# [WHAT TO DO]
Give a single number in reply. It is the count of lines below that contain the string "await".

# [INFORMATION SUPPLIED]
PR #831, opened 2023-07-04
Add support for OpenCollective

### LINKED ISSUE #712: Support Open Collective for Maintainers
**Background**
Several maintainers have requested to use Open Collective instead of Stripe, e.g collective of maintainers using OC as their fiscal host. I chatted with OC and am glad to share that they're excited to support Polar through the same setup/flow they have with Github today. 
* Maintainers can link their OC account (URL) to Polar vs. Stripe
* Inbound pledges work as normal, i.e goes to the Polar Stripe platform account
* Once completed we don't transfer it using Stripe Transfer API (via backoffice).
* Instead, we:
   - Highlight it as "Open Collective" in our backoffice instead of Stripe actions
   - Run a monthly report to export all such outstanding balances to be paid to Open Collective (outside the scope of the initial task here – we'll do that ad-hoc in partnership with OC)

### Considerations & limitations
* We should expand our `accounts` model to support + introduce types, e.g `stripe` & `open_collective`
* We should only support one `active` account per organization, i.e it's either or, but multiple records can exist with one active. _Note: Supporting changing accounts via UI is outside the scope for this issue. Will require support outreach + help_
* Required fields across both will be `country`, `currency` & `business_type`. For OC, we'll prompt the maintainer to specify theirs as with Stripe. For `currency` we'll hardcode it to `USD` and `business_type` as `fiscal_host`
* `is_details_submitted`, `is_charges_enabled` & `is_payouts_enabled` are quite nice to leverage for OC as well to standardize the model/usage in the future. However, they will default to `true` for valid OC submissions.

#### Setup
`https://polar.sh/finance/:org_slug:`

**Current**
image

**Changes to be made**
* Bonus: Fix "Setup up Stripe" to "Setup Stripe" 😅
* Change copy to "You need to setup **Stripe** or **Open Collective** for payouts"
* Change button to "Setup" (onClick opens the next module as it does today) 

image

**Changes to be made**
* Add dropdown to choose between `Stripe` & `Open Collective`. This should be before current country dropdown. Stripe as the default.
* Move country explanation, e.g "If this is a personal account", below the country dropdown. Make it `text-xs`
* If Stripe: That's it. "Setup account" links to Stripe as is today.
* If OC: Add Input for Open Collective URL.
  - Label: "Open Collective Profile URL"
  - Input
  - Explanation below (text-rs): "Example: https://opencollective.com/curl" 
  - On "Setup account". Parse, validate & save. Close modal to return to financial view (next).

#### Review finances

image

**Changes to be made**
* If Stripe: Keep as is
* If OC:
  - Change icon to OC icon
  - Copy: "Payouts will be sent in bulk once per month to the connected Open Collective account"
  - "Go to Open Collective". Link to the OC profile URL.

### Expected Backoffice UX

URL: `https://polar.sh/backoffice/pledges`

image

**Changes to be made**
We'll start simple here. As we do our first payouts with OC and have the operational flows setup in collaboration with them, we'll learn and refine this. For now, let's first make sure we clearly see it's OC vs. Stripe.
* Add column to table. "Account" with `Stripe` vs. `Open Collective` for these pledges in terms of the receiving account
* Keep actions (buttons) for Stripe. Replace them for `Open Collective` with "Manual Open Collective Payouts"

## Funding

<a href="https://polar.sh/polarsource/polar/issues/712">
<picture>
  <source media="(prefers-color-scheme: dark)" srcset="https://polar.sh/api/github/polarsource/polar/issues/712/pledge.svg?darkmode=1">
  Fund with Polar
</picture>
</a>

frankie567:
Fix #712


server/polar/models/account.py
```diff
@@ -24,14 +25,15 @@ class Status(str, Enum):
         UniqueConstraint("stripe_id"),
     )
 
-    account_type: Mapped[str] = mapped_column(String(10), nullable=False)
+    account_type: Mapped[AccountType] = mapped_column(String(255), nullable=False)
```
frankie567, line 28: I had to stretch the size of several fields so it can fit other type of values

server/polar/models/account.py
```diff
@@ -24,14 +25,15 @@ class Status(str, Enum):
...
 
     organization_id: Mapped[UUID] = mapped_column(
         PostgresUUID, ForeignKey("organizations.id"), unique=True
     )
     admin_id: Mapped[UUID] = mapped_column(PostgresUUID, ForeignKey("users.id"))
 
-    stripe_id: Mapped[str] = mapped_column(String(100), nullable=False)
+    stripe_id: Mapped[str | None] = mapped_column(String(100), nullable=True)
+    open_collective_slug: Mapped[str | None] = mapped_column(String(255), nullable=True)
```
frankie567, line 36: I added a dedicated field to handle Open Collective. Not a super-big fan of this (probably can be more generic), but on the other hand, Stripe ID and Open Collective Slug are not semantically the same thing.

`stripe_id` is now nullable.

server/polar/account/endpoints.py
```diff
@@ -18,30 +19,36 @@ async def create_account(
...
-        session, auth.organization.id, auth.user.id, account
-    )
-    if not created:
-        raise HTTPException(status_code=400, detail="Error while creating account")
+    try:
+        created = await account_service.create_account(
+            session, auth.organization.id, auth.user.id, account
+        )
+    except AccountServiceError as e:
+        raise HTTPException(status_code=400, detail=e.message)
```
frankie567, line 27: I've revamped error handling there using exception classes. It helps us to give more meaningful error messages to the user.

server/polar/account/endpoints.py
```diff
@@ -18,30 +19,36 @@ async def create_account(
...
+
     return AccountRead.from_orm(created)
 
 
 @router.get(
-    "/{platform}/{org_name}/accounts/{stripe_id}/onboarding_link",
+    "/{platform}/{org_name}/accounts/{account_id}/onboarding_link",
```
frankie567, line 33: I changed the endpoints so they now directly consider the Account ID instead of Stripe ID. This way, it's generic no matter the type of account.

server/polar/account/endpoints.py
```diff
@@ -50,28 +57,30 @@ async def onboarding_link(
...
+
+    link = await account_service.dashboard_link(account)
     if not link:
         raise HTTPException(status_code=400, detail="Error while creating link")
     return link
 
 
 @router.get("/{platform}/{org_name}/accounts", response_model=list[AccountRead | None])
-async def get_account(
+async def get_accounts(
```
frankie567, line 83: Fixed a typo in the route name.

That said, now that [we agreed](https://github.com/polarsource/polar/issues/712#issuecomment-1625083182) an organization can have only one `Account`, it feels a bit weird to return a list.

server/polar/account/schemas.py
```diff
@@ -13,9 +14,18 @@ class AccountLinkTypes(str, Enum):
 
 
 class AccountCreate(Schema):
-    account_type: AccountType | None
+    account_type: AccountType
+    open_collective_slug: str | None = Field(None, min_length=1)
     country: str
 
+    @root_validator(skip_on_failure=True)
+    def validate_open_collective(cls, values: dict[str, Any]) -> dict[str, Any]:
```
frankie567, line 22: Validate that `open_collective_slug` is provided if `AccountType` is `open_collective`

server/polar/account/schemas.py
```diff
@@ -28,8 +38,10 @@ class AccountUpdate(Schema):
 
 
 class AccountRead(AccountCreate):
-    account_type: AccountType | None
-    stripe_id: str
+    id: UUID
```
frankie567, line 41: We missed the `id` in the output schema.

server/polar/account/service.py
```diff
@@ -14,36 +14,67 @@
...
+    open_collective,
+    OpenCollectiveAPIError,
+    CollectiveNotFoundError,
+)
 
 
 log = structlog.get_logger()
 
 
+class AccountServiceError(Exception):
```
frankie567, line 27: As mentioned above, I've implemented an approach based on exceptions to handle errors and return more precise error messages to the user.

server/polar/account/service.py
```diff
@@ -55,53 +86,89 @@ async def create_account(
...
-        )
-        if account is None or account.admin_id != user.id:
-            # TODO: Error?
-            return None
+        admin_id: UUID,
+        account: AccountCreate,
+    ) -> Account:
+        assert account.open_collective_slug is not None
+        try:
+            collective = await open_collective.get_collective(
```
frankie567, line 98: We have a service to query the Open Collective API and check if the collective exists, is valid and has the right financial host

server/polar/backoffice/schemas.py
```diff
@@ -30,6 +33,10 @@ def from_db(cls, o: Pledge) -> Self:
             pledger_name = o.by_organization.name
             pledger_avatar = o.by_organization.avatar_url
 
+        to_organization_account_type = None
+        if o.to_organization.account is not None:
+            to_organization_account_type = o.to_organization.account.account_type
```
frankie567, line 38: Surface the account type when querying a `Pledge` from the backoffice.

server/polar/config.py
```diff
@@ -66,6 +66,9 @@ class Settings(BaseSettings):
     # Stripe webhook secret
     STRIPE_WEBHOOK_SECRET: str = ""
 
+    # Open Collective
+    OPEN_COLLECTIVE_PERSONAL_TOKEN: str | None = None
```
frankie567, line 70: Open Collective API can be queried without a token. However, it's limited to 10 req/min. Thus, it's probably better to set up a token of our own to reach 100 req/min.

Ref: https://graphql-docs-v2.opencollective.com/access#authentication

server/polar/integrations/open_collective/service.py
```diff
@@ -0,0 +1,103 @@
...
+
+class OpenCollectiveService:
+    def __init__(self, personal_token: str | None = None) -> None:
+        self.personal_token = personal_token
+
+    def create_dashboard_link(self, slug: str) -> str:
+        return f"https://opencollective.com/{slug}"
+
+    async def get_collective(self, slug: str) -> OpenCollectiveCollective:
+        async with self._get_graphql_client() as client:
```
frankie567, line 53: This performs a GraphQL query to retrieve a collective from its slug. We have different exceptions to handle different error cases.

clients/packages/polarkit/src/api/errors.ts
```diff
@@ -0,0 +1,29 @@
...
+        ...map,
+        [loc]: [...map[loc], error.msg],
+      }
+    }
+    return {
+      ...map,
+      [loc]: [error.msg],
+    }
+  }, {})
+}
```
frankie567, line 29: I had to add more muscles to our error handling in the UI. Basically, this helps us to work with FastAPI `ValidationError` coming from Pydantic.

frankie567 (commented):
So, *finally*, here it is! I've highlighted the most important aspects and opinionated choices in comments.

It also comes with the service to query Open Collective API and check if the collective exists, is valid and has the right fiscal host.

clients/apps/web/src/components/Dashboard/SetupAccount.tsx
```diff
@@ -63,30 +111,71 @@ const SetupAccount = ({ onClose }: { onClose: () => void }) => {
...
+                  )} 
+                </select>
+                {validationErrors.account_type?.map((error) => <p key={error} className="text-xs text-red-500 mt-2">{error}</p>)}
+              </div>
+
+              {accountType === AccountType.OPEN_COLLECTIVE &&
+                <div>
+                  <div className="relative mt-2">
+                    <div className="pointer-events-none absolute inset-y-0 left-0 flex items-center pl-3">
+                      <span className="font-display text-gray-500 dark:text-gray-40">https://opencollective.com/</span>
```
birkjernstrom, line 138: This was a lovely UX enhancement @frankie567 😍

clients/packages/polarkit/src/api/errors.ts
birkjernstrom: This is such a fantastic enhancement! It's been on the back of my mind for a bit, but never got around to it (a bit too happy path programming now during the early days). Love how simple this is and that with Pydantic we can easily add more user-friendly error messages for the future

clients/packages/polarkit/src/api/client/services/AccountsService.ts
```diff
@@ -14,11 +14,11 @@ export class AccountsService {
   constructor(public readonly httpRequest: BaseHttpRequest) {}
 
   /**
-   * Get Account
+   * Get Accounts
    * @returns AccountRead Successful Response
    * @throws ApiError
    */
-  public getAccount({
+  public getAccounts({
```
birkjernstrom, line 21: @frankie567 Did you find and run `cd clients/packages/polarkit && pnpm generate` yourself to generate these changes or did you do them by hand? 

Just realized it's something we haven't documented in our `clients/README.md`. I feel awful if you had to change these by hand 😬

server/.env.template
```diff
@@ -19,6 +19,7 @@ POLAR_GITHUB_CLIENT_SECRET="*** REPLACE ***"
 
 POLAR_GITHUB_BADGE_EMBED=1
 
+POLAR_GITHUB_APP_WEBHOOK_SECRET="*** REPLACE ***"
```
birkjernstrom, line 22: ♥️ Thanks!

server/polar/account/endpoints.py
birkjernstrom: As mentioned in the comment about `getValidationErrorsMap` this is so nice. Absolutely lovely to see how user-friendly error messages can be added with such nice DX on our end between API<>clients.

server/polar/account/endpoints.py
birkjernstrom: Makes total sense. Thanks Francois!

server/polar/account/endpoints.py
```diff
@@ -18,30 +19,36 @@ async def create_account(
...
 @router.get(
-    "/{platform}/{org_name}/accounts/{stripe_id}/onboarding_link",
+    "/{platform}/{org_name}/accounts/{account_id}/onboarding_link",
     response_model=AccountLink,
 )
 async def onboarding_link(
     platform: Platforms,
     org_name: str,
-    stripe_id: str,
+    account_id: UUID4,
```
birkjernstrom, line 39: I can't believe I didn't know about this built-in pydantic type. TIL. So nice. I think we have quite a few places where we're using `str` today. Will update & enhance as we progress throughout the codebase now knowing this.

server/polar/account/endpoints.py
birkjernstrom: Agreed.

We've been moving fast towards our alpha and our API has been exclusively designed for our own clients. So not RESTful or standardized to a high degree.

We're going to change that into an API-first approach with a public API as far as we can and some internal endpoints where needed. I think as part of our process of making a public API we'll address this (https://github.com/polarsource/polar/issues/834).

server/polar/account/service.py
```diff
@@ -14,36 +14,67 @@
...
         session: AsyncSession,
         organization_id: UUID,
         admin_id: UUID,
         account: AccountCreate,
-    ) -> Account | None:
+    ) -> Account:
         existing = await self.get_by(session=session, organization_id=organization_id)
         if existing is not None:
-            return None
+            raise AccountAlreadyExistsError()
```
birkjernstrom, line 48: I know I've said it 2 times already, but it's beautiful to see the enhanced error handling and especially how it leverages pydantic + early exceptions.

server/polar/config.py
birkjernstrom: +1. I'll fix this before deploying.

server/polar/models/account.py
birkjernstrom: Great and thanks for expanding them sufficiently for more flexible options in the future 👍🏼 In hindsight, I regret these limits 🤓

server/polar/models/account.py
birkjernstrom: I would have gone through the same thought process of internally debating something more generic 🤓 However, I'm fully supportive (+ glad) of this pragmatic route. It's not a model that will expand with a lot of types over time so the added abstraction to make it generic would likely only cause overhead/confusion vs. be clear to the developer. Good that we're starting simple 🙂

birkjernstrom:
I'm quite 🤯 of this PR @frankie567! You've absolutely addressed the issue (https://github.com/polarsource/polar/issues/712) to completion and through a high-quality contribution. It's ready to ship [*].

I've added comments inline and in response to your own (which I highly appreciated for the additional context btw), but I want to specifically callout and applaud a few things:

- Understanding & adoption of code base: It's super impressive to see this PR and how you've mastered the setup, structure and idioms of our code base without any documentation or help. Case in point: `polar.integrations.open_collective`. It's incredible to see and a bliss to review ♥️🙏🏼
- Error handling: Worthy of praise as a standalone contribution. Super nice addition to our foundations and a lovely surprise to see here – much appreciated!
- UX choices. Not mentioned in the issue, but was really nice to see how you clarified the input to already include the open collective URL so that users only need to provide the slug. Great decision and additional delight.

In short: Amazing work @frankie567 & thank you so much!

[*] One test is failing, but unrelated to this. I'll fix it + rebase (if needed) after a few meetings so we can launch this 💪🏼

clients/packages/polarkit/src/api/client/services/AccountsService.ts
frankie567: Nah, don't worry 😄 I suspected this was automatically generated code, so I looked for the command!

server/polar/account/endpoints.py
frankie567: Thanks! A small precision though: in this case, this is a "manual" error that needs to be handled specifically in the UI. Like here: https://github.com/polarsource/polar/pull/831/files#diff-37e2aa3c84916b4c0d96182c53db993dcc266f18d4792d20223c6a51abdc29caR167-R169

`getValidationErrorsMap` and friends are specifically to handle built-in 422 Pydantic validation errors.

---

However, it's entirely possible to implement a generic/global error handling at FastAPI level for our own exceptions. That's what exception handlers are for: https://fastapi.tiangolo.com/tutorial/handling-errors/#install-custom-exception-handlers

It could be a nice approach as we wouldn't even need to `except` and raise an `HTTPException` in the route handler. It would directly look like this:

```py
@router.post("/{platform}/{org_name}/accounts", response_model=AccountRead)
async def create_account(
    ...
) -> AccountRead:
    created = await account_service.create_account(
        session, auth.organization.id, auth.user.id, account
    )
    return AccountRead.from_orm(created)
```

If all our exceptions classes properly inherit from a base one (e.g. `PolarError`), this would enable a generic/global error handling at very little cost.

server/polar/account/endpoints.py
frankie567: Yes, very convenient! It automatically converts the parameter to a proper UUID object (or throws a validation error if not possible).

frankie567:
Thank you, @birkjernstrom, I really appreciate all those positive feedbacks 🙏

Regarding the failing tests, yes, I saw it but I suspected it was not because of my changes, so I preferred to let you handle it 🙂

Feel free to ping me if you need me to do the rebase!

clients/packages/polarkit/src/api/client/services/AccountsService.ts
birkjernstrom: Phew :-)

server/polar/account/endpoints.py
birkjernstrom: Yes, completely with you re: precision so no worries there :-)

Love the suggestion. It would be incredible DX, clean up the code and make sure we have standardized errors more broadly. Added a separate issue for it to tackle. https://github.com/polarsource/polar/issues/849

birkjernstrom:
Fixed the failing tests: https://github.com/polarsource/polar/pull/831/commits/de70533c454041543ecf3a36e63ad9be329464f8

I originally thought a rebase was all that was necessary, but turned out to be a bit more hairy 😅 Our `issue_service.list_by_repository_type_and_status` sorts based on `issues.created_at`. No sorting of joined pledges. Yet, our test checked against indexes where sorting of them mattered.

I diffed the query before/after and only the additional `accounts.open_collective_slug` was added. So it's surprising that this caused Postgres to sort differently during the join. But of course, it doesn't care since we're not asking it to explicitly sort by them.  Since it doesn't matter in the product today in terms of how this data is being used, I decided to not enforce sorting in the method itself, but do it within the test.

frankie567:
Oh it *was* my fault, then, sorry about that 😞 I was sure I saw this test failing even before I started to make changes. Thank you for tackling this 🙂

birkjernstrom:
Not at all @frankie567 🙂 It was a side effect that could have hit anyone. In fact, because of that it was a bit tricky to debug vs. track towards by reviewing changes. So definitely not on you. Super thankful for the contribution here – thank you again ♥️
--
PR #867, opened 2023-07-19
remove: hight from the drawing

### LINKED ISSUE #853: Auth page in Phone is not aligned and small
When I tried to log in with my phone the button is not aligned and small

# [WRITTEN SOLUTION]
5